[Opening Data under study section]

PR #1418, opened 2022-07-14
Fix mousepad special key presses (replaces #1409)

ferdnyc:
An update to PR #1409 by @adam-husain, with the changes discussed in that PR's review comments.

Fixes: #1406

### DIFF
--- a/src/service/plugins/mousepad.js
+++ b/src/service/plugins/mousepad.js
@@ -191,7 +191,14 @@ var Plugin = GObject.registerClass({
 
                 // Special key (eg. non-printable ASCII)
                 } else if (input.specialKey && KeyMap.has(input.specialKey)) {
-                    keysym = KeyMap.get(input.specialKey);
+                    // Convert PageUp and PageDown to Left and Right respectively
+                    // This is done to fix Slideshow Remote
+                    if (input.specialKey === 8)
+                        keysym = KeyMap.get(4)
+                    else if (input.specialKey === 9)
+                        keysym = KeyMap.get(6)
+                    else
+                        keysym = KeyMap.get(input.specialKey);
                     this._input.pressKeys(keysym, modifiers);
                     this._sendEcho(input);
                 }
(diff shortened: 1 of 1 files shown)


ferdnyc:
Hmm. The change breaks the mousepad unit tests, but that may be a case of the test needing to be updated. I'll take a look.

ferdnyc:
Yeah, the mousepad test is expecting `pressKeys()` to be called, specifically. Not a great test, really, but it can be updated to expect `pressreleaseKeysym()` instead.

src/service/plugins/mousepad.js
```diff
@@ -192,7 +192,7 @@ var Plugin = GObject.registerClass({
                 // Special key (eg. non-printable ASCII)
                 } else if (input.specialKey && KeyMap.has(input.specialKey)) {
                     keysym = KeyMap.get(input.specialKey);
-                    this._input.pressKeys(keysym, modifiers);
+                    this._input.pressreleaseKeysym(keysym);
                     this._sendEcho(input);
```
ferdnyc, line 196: @andyholmes @bevsxyz

Ooh, wait, what about the `modifiers`? They're not part of the `keysym` value (or, I don't see how they would be), so  it seems like they're getting lost here.

ferdnyc: The input's `._pressKeysym()` (as opposed to `.pressReleaseKeysym()` takes a `modifiers` argument, and that's what `.pressKey()` (not `.pressKeys()`) calls internally when passed an integer first argument (assumed to be a `keysym`):

https://github.com/GSConnect/gnome-shell-extension-gsconnect/blob/281a9c9c4cf156374bf651f0956ecfc04ba08771/src/service/components/atspi.js#L290-L294

andyholmes: Ah, I was wrong after all. It looks like that's what `Input.pressKeys()` already does:

https://github.com/GSConnect/gnome-shell-extension-gsconnect/blob/281a9c9c4cf156374bf651f0956ecfc04ba08771/src/service/components/input.js#L608-L621

I guess this is really just a bug that was already fixed, but not included in a release :shrug:

ferdnyc: @andyholmes 
Sounds like it. On that assumption, I'm going to close this one. Sounds like we can probably close #1409 as well, tho I suppose there's no harm in waiting until v54 is out there and we can confirm that this is already fixed already.

PR #1443, opened 2022-08-25
Change shebang for compatibility/portability

fabianhjr:
This was causing a very cryptic issue on my side and this way should be more portable:

https://stackoverflow.com/q/21612980/539209


andyholmes:
Thanks!

PR #1450, opened 2022-08-31
readme: fix 'people' link

matttbe:
The previous link was not working for me:

  https://github.com/GSConnect/gnome-shell-extension-gsconnect/people

I guess the correct one is:

  https://github.com/orgs/GSConnect/people


daniellandau:
Hmm, when logged in the original works for me but on a private window it doesn't.

PR #1462, opened 2022-09-14
Change the iPhone icon to a more generic icon

Talkys:
As most users will be using an Android phone, makes more sense to not put an iPhone icon on the symbolic svg. Removing the notch is a little detail that makes the icon more generic.


andyholmes:
Thanks for the contribution! This icon is actually from the `phonelink-*` icon set in the [GNOME Icon Development Kit](https://gitlab.gnome.org/Teams/Design/icon-development-kit), so I'm not terribly inclined to change it, especially after so many years.

I'll mark as needing review and let other maintainers voice their opinion though.

daniellandau:
I didn't know where it was from, but it looks exactly like my Android phone so I don't see a need to change it.

PR #1463, opened 2022-09-16
Remote Keyboard: Fixed referencing text area from plugin.

WSID:
Previously, plugin side (`plugins/mousepad.js`) referenced text area as `text`, while it is `entry` in ui side (`ui/mousepad.js`).

Changed its name in plugin side, to `entry`.


andyholmes:
LGTM, thanks!

PR #1469, opened 2022-09-24
Added Remote Input Touchpad for mouse.

WSID:
Touch pad that can be controlled by mouse, to remote control mouse on paired device.

Touchpad 2022-09-24 07-55-12

-   Touchpad
    -   Drag area to move mouse.
    -   Long press to down left mouse button while moving mouse. (Performs drag and drop)
    -   Short click to perform click of left, right, or middle.
-   Buttons
    -   Button press to perform click.
-   Dialog
    -   Scroll to perform scroll. Scroll events does not reach touchpad. So it need to be taken from dialog.

## Remarks

1.  Icons are added (f8cdcc2)

    A icon `mouse-with-smaller-scrollwheel-symbolic` is added from [Gnome Icon Library](https://apps.gnome.org/app/org.gnome.design.IconLibrary/).

    Two icons are modified from this.

    -   `mouse-left-button-symbolic`
    -   `mouse-right-button-symbolic`
    
2.  Translatable string changed (6751de3)

    Action name and dialog title is changed, which are marked as translatable. And one translatable string is added. Though `.pot` is not updated accordingly.

## Further works that need.

-   Handling touch inputs on touch pad.
    I have not tested it with touch input. But I don't think this would be hard.

-   Touch pad preference.
    Some adjustable options...
    -   Speed and Acceleration
    -   Long press delay
    -   2 finger, 3 finger click actions (if touch handling is added)

-   Locking pointer device, to send all input to paired device.
    Grab a pointer device, and send all of event from the device.
    -   On Wayland session, moving mouse pointer from `Gdk` not work. Might need workaround if this is needed.


data/ui/mousepad-input-dialog.ui
```diff
@@ -73,9 +73,81 @@
...
+            <property name="orientation">vertical</property>
+            <child>
+              <object class="GtkEventBox" id="touchpad-eventbox">
+                <child>
+                  <object class="GtkLabel">
+                    <property name="can_focus">False</property>
+                    <property name="vexpand">True</property>
+                    <property name="halign">fill</property>
+                    <property name="justify">center</property>
+                    <property name="label" translatable="True">Touchpad.
```
andyholmes, line 90:
```suggestion
                    <property name="label" translatable="yes">Touchpad.
```

andyholmes:
This looks really good, thanks! I'll be happy to merge, just two things:

1.  apply the suggested changed
2. run `ninja -C _build gnome-shell-extension-gsconnect-pot` and push the relevant changes

data/ui/mousepad-input-dialog.ui
WSID: It is addressed via 9de72c5.

andyholmes:
LGTM, thanks!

[Closing Data under study section]

Copy every line of the data that carries the word "pointer".

-   Locking pointer device, to send all input to paired device.
    Grab a pointer device, and send all of event from the device.
    -   On Wayland session, moving mouse pointer from `Gdk` not work. Might need workaround if this is needed.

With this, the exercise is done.